Pension policy was a hot political topic in Sweden in the 1990s – a debate that heralded a landmark policy to invest a small portion of workers’ contributions in capital markets. Some 30 years later, the same ideas are capturing the imaginations of European policymakers and think tanks.
Most of the 2.5% that Swedes pay into the premium pension system flows to the default fund AP7, but workers can decide to choose their own fund managers from a pre-screened pool.
The Swedish model has captured the imagination of policymakers elsewhere. Brussels think tank Bruegel has recently proposed the idea.
France’s asset management association AFG is proposing the same model, and an expansion of workplace pensions, although its white paper is a flag-flying exercise aimed at influencing the policy debate ahead of next May’s presidential election.
Germany’s pension commission is also now recommending the Swedish model.
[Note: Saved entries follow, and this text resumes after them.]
PR #881, opened 2025-12-04
readme: add colab button

thowell:
image


erikfrey:
My feeling about these colab buttons that show up everywhere in github:

ehh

Citizens would pay 2% on top of the current 18.6% contribution to the state system, and the ideas have political backing.
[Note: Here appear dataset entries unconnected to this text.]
PR #883, opened 2025-12-05
Precompute inverse square root of impratio

adenzler-nvidia:
I don't need this change in 100%. I just came across this, tried it and I can see a slight edge in benchmarks/kernel timings. Nothing compared to the bigger things we still have to optimize though.

That being said, apart from the interface change I think this has only benefits, as it removes runtime square root instructions in some kernel that run very often (linesearch) and sqrt throughput is generally lower than multiplication. My intuition and a very quick experiment tell me that a non-default impratio that doesn't have a trivial solution to sqrt makes these gains more visible.

Numbers for humanoid on an RTX Pro 6000 Blackwell.

impratio == 1:

main:

```

Total JIT time: 0.31 s
Total simulation time: 2.29 s
Total steps per second: 3,580,815
Total realtime factor: 17,904.08 x
Total time per step: 279.27 ns
```

this pr:

```

Total JIT time: 0.31 s
Total simulation time: 2.28 s
Total steps per second: 3,591,947
Total realtime factor: 17,959.73 x
Total time per step: 278.40 ns
```

Impratio == 7:

main:

```

Total JIT time: 0.32 s
Total simulation time: 2.62 s
Total steps per second: 3,128,554
Total realtime factor: 15,642.77 x
Total time per step: 319.64 ns
```

this pr:

```

Total JIT time: 0.30 s
Total simulation time: 2.60 s
Total steps per second: 3,145,472
Total realtime factor: 15,727.36 x
Total time per step: 317.92 ns
```

### DIFF
--- a/mujoco_warp/_src/solver.py
+++ b/mujoco_warp/_src/solver.py
@@ -460,10 +460,10 @@ def _linesearch_iterative(m: types.Model, d: types.Data):
     dim=d.nworld,
     inputs=[
       m.nv,
-      m.opt.impratio_invsqrt,
       m.opt.tolerance,
       m.opt.ls_tolerance,
       m.opt.ls_iterations,
+      m.opt.impratio_invsqrt,
       m.stat.meaninertia,
       d.ne,
       d.nf,
@@ -648,8 +648,8 @@ def _linesearch_parallel(m: types.Model, d: types.Data, cost: wp.array2d(dtype=f
     linesearch_parallel_fused,
     dim=(d.nworld, m.opt.ls_iterations),
     inputs=[
-      m.opt.impratio_invsqrt,
       m.opt.ls_iterations,
+      m.opt.impratio_invsqrt,
       m.opt.ls_parallel_min_step,
       d.ne,
       d.nf,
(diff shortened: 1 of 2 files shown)


mujoco_warp/_src/io.py
```diff
@@ -157,7 +157,10 @@ def not_implemented(objtype, objid, geomtype):
       raise NotImplementedError(f"Collision sensors with box-box collisions are not implemented.")
 
   # create opt
-  opt = types.Option(**{f.name: getattr(mjm.opt, f.name, None) for f in dataclasses.fields(types.Option)})
+  opt_kwargs = {f.name: getattr(mjm.opt, f.name, None) for f in dataclasses.fields(types.Option)}
+  if hasattr(mjm.opt, "impratio"):
+    opt_kwargs["impratio_invsqrt"] = 1.0 / np.sqrt(mjm.opt.impratio)
```
thowell: can we have a safe division here, maybe something like `1.0 / np.sqrt(np.maximum(mjm.opt.impratio, mujoco.mjMINVAL))`?

adenzler-nvidia: makes sense. I hardcoded instead of using safe_div from math.py because it's quite slow to call a wp.func in python. Hope that's fine.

While Sweden got on with reforms in the 1990s, France is stuck in a familiar groove. Like other western European countries, it faces dire demographics and widening pension deficits. This is leading to broader acceptance that an expansion of funded pensions is unavoidable, even if there is nothing remotely like a political consensus about how to fix the problem.
If AFG’s proposals evoke a familiar refrain, that is because they probably do. A white paper from 1991 (Livre blanc sur les retraites) was published by the then Socialist premier Michel Rocard. It recommended many of the things that the AFG is proposing now.
A couple of years after the Rocard white paper, Germany’s then labour minister Norbert Blüm told voters that “pensions are secure”, which effectively put a moat around the pensions debate.
Germany has at least tried reforms, mostly rather lacklustre ones, but without compulsion or auto-enrolment, most individuals don’t make use of savings allowances. Social partners have mostly been too suspicious, or too unambitious, to launch their own workplace schemes. This intransigence of social partners is one reason why Sweden’s model is attractive to policymakers. Simplicity is another.
Yes, there will be an additional contribution to the pension system, but within a well-designed system there will also be clear ownership. In Germany, the gambit is that the additional 2% contribution will be viewed more favourably because voters will grasp that they have ownership rights. Pension contributions above 20% are widely seen as politically unacceptable.
Unlike in the Netherlands, where collective-minded social partners recoil in horror at the thought of individuals getting hold of even a small part of their pension cash on retirement, German and French policymakers should let people do what they please with their cash.
And they should press on with this policy – bearing in mind that the youngest cohort enrolled in Sweden’s premium pension in the early 2000s are now well into their 40s. Clear, motivated self-interest within a paternalistic system is probably the best European model to boost retirement incomes and underpin the financing of state pensions.